Obama the Conceder

In aesthetic theory, “sublime” denotes an incomprehensible vastness; aesthetic contemplation of sublime things elicits awe. Sublimity is neither good nor bad in a moral sense; it is an aesthetic property only. But great villainy can be sublime and so can mindless simplicity. Thus there was something sublime in the villainous and mindless obduracy of Congressional Republicans in the first two years of the Obama presidency. The Party of No’s dedication to driving Obama to ruin rose to that level.

This was not entirely a bad thing inasmuch as even the more “progressive” aspects of the Obama agenda had a reactionary side. Thus Obamacare reinforces the power of health care profiteers, and the abolition of “don’t ask don’t tell” reinforces the idea that it is commendable to put oneself in harm’s way to serve imperialism’s designs. Still, the machinations of John Boehner and Mitch McConnell were more villainous than not, and their obduracy did more harm than good.

But it served their purpose — not by denying Obama legislative victories, but by moving the framework within which he operated so far to the right that the Republicans got their way even when they lost.

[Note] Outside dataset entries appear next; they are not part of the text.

PR #858, opened 2015-10-07
Parameterize nova default log levels

kelvk:
Parameterizes `default_log_levels` (http://docs.openstack.org/kilo/config-reference/content/list-of-compute-config-options.html) to provide more granular control over logging requirements. For example, `"oslo_concurrency.lockutils=DEBUG, oslo_concurrency.processutils=DEBUG"` can be set to log at DEBUG for oslo_concurrency module without enabling debug [globally](https://github.com/bloomberg/chef-bcpc/blob/master/cookbooks/bcpc/attributes/default.rb#L551).

### DIFF
--- a/cookbooks/bcpc/attributes/default.rb
+++ b/cookbooks/bcpc/attributes/default.rb
@@ -549,6 +549,8 @@ default['bcpc']['nova']['live_migration_patch'] = false
 default['bcpc']['nova']['verbose'] = false
 # Nova debug toggle
 default['bcpc']['nova']['debug'] = false
+# Nova default log levels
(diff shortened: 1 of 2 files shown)


kamidzi:
Maybe update the commented defaults to match http://docs.openstack.org/kilo/config-reference/content/list-of-compute-config-options.html ? Otherwise LGTM

kelvk:
Updated commit to omit `default_log_levels` entry by default. I thought of facilitating a no-op change, but in retrospect it is unnecessary since bouncing nova daemons is mostly non-disruptive.

PR #862, opened 2015-10-08
Fixes #859 - improves VIP change script behavior

### LINKED ISSUE #859: keepalived vip_* scripts don't always clean up completely
When a VIP migration occurs, the `vip_*` scripts in `/usr/local/bin` are supposed to gracefully handle the lifecycles of certain services that need to be started/stopped/restarted during these migrations. In practice it seems that they are susceptible to failure during network flap conditions, and so we probably need to augment them (`vip_change` in particular) to force synchronization at certain points to ensure that we're in the desired state instead of just relying on Upstart and all the service init scripts to do the right thing.

erhudy:
- merged `vip_won`/`vip_lost`/`vip_change` into one script
- avoid launching multiple instances of `vip_lost`/`vip_won` in the event of
  network interface flapping
- avoid attempting to repeatedly restart `td-agent`
- clean up any orphaned `td-agent` processes caused by the PID file being
  overwritten (this should no longer occur with the above changes, but
  will attempt to clean up just in case)
- call `/usr/local/bin/hup_openstack` instead of separately enumerating
  OpenStack services


erhudy:
Testing information
---

You can simulate VIP flapping on a local build with a single head node by repeatedly changing the state of eth1, e.g. `for i in $(seq 1 10); do ifdown eth1 && sleep 1 && ifup eth1; done`. With the old scripts, you should see numerous instances of `vip_won`/`vip_lost`. After replacing them with this PR, you should see only one instance of `vip_lost` and one of `vip_won`, and `vip_won` will disappear before `vip_lost` (because `vip_lost` is handling the restart of `td-agent`).

Additionally, if you want to test terminating untracked `td-agent` processes, you can spawn them by editing `/var/run/td-agent/td-agent.pid` and then poking the init script to start another set of processes.

mihalis68:
I have only read this, not tested it, but LGTM

erhudy:
@kelvk is scheduled to test it at some point, since it mostly affects the behavior of monitoring-related stuff.

kelvk:
I don't think we actually need to restart td-agent when the VIP jumps. I will review and test in any case.

kelvk:
td-agent, diamond and zabbix-agent can be omitted from `vip_change` script. LGTM otherwise.

erhudy:
All that work on detecting multiple td-agent processes for naught! I will amend accordingly.

kelvk:
Failover and process restarts work as expected.

PR #864, opened 2015-10-13
Add PowerDNS master/slave capability

kelvk:
Initial draft to add master/slave capability to PowerDNS. This allows hosting of slave zones on an independent cluster.

This also corrects the NS records, as the value should not be a numerical IP address.

Before:
<pre>
;; ANSWER SECTION:
bcpc.example.com.       300     IN      NS      10.0.100.5.
</pre>

After:
<pre>
;; ANSWER SECTION:
bcpc.example.com.       300     IN      NS      openstack.bcpc.example.com.
</pre>

Marking this as do-not-merge until I can write up a test approach.

### DIFF
--- a/cookbooks/bcpc/attributes/default.rb
+++ b/cookbooks/bcpc/attributes/default.rb
@@ -207,6 +207,21 @@ default['bcpc']['proxy_server_url'] = nil
 
 ###########################################
 #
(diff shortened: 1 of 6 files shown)


kelvk:
Closing for now.

PR #865, opened 2015-10-13
Add reserved tcp ports

kamidzi:
Prevents potential confict with expanded ephemeral port range:

zabbix      10050,10051
memcached   11211
rabbitmq    15672,55672
libvirtd    16509,16514
erlang      25672
keystone    35357,35358

Also allows configuration of ports additional to the hard-coded defaults above. Initially, I toyed with idea of calling `uniq` on the array/summarizing the ranges, but the kernel is generous enough to do so. Also, no doing so will make duplicates in the attributes file more obvious.

If everything works, this should be the following output by default:
```
$ cat /proc/sys/net/ipv4/ip_local_reserved_ports
10050-10051,11211,15672,16509,16514,25672,35357-35358,55672
```

### DIFF
--- a/cookbooks/bcpc/attributes/default.rb
+++ b/cookbooks/bcpc/attributes/default.rb
@@ -1275,6 +1275,16 @@ default['bcpc']['mysql-head']['max_connections'] = 0
 
 ###########################################
 #
+# BCPC system (systcl) settings
+#
+###########################################
+#
+# Use this to *add* more reserved ports; i.e. modifiy value of
+# net.ipv4.ip_local_reserved_ports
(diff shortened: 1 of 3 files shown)


erhudy:
Without this patch, no reserved ports as expected:
```
$ cat /proc/sys/net/ipv4/ip_local_reserved_ports 

```

erhudy:
Tested adding and removing additional ports via `['bcpc']['system']['additional_reserved_ports']` successfully.

erhudy:
Cheffed onto an existing cluster undramatically, testing fresh build.

erhudy:
Clean build also worked fine.

PR #866, opened 2015-10-15
Increase default MySQL connections to ease multi-headnode deployments

erhudy:
This is a small change to boost the number of MySQL connections (again) to ease multi-head node deployments, by setting the minimum number of connections equivalent to a 3-head node cluster. This allows us to avoid the annoyance of having to rechef head nodes in some sort of pyramidal order in order  to avoid random convergence failures and 500 responses from APIs due to connections running out.


mihalis68:
Looks good to me

PR #869, opened 2015-10-20
upgrading Ceph to 0.94.4

erhudy:


erhudy:
Merging so that master will not blow up on this.

semenovroman:
tested on a fresh build - works as expected

PR #359, opened 2019-06-18
Create smoke test environment for Learning Object search

nvisal1:
The purpose of this PR is to create a smoke test environment for Learning Object search. Users with different permissions have access to different Learning Objects when searching.

* `Users`|`Visitors` have access to `Released Learning Objects`
* `Curator@collectionName`|`Reviewer@collectionName` have access to `Released Learning Objects` and `Unreleased Learning Objects` that were submitted to their collection for a review. 
* `Editor`|`Admin` has access to all `Released` and `Submitted Learning Objects`. 

The above test cases live in a Node app within `Learning Object Service`. This Node app creates the `index` and `mapping` for learning-objects in the Elasticsearch test node. It then runs through the above test cases and asserts the response. `Circle CI` will spin up a `docker-compose` environment that contains the Node app, `Learning Object Service`, and the Elasticsearch test node. 

The Elasticsearch test node accepts the `ELASTIC_SEARCH_TEST_NODE_URI` env

This PR can be merged now without changing anything in Circle CI. After Elasticsearch features are fully merged, we can update the Circle CI config to run the new tests.


elasticsearch_testing/gateways/learning-object-service-gateway.spec.js
```diff
@@ -0,0 +1,54 @@
...
+
+describe('Sends a request to the learning object service search route', () => {
+
+    beforeAll(async () => {
+        await initElasticsearchNode();
+    });
+
+    it('Search as a user/visitor', async () => {
+        expect.assertions(2);
+        const results = await searchLearningObjects('', 'user/visitor');
```
DonSeannelly: Should `user/visitor` perhaps be `null` or even not defined at all since it is not an actual access group?

elasticsearch_testing/gateways/learning-object-service-gateway.spec.js
```diff
@@ -0,0 +1,54 @@
...
+import { expectedVisitorResponse, expectedEditorAdminResponse } from '../elasticsearch-data/elasticsearch-responses';
+import 'dotenv/config';
+
+describe('Sends a request to the learning object service search route', () => {
+
+    beforeAll(async () => {
+        await initElasticsearchNode();
+    });
+
+    it('Search as a user/visitor', async () => {
```
DonSeannelly: What does this test for in search as a user/visitor?

elasticsearch_testing/gateways/learning-object-service-gateway.spec.js
```diff
@@ -0,0 +1,54 @@
+import { searchLearningObjects } from './learning-object-service-gateway';
+import { initElasticsearchNode } from './elasticsearch_gateway';
+import { expectedVisitorResponse, expectedEditorAdminResponse } from '../elasticsearch-data/elasticsearch-responses';
+import 'dotenv/config';
+
+describe('Sends a request to the learning object service search route', () => {
```
DonSeannelly: Starting the describe statement with a word causes it to read oddly. Perhaps something as simple as:

```suggestion
describe('Learning Object search', () => {
```
or just a rewording of what is there now would help.

elasticsearch_testing/gateways/learning-object-service-gateway.spec.js
nvisal1: This checks the response to make sure that only released objects returned.

DonSeannelly: I think we should update the `it` statement to say that - it will make the tests a little more declarative

elasticsearch_testing/Dockerfile
```diff
@@ -1,14 +1,11 @@
...
 RUN mkdir gateways
 COPY elasticsearch-data ./elasticsearch-data
 COPY gateways ./gateways
-RUN ls
 RUN npm install && npm cache clean --force
 
-RUN npm test
\ No newline at end of file
+
+CMD [ "node_modules/.bin/jest", "--verbose", "--coverage", "--detectOpenHandles" ]
```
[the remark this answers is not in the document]
nvisal1: This was updated.

PR #363, opened 2019-06-19
Implement function to fetch Learning Object by id and revision

gshaw1997:
This PR adds a Datastore method to fetch a Learning Object by the Learning Object's id and revision number.

### DIFF
--- a/src/drivers/MongoDriver.ts
+++ b/src/drivers/MongoDriver.ts
@@ -43,6 +43,7 @@ import { reportError } from '../shared/SentryConnector';
 import { LearningObject, LearningOutcome, User } from '../shared/entity';
 import { Submission } from '../LearningObjectSubmission/types/Submission';
 import { MongoConnector } from '../shared/Mongo/MongoConnector';
+import { mapLearningObjectToSummary } from '../shared/functions';
 
 export enum COLLECTIONS {
   USERS = 'users',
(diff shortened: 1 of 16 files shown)


src/drivers/MongoDriver.ts
```diff
@@ -95,6 +97,39 @@ export class MongoDriver implements DataStore {
...
+    id: string;
+    revision: number;
+  }): Promise<LearningObjectSummary> {
+    const doc =
+      (await this.db
+        .collection(COLLECTIONS.RELEASED_LEARNING_OBJECTS)
+        .findOne({ _id: id, revision })) ||
+      (await this.db
+        .collection(COLLECTIONS.LEARNING_OBJECTS)
+        .findOne({ _id: id, revision }));
```
nvisal1: I remember in a previous discussion you had mentioned that `find limit 1` was more performant than `findOne`. Is there a reason you chose `findOne` here?

gshaw1997: Yes, I found this from a [source](https://blog.serverdensity.com/checking-if-a-document-exists-mongodb-slow-findone-vs-find/) that suggested based on it's benchmarks that is was more performant, but it seems as though this is the case only when, as stated [here](https://dba.stackexchange.com/questions/7573/difference-between-mongodbs-find-and-findone-calls), you are checking for a document's existencen and not returning the document.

If only the Pelosiites in control of Congress between 2006 and 2008 had been a quarter as obstinate! They could have ended Bush’s wars and, by investigating on-going war crimes, begun the restoration of the rule of law. They could even have brought impeachment proceedings against Dick Cheney and George Bush, as some Democrats, before 2006, said they would. But, true to Democratic traditions, Nancy Pelosi was emphatic: anything smacking of liberal audacity was “off the table.” That order is still in force.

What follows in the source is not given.